• [PROBLEM DESCRIPTION]:
Across all entries below, how many lines include "matching"? Only the number, please.
*** Opening ENTRIES SHOWN ***
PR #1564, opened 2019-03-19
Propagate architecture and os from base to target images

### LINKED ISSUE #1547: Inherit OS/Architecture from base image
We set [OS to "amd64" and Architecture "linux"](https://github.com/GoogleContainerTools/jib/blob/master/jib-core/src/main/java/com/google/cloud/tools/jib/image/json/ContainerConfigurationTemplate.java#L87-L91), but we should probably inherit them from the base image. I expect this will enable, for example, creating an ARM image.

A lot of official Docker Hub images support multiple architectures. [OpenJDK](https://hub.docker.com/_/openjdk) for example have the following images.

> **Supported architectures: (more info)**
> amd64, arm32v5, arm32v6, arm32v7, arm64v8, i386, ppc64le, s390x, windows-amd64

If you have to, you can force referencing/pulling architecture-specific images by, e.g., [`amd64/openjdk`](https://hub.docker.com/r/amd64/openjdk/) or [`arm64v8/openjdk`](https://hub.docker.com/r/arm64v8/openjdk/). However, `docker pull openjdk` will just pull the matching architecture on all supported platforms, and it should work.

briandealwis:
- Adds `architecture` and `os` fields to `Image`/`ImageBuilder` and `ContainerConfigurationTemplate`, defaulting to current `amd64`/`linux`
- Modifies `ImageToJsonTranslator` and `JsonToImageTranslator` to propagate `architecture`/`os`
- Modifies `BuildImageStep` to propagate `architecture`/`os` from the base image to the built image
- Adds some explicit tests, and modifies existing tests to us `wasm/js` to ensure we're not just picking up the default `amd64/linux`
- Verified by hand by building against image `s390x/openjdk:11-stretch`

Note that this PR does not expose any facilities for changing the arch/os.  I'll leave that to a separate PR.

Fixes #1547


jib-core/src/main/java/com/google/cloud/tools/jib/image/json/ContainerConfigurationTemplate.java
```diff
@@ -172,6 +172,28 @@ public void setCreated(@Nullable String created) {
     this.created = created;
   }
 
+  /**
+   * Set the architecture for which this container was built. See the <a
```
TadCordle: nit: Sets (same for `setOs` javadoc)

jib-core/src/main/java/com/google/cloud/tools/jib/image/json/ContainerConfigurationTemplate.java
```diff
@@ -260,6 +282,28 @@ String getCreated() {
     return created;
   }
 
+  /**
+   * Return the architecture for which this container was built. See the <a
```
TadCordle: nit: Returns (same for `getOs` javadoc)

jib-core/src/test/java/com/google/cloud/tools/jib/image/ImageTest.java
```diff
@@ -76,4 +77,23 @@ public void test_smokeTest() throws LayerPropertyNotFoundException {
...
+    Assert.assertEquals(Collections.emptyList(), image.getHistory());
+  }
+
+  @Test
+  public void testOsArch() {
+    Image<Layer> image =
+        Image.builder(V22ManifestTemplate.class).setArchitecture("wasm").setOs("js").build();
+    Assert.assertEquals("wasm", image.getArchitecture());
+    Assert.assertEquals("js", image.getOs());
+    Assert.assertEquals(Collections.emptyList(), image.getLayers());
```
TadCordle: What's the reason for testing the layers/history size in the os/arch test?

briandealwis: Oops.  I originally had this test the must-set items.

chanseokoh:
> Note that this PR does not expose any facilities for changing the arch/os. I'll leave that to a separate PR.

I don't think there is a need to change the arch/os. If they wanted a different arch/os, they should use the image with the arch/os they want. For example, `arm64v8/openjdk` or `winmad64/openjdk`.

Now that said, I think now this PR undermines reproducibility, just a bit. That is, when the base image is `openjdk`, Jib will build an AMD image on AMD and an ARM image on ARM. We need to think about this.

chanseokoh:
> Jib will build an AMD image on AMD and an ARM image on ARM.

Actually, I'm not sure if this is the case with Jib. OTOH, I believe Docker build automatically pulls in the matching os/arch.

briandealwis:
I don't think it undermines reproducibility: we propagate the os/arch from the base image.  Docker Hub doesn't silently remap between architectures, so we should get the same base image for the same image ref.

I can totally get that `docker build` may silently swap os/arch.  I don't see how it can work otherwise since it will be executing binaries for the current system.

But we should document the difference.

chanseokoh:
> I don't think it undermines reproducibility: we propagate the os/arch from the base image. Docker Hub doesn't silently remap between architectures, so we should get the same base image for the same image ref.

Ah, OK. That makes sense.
*** Closing ENTRIES SHOWN ***
*** Opening ENTRIES SHOWN ***
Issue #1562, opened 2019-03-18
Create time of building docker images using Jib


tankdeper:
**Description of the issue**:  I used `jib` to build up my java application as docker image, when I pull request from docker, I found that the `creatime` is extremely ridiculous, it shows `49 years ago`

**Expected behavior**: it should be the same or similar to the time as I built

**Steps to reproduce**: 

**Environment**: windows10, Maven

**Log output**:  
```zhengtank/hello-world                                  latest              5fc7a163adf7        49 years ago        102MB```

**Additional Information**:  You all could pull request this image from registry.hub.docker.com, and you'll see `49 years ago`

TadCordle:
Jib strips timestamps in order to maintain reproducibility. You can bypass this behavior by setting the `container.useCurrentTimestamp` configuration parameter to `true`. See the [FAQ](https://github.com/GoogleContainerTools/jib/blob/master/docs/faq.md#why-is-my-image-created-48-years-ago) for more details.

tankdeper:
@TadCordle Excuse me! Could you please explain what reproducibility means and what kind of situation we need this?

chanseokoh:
*** Closing ENTRIES SHOWN ***
• [TASK ANSWER]:
2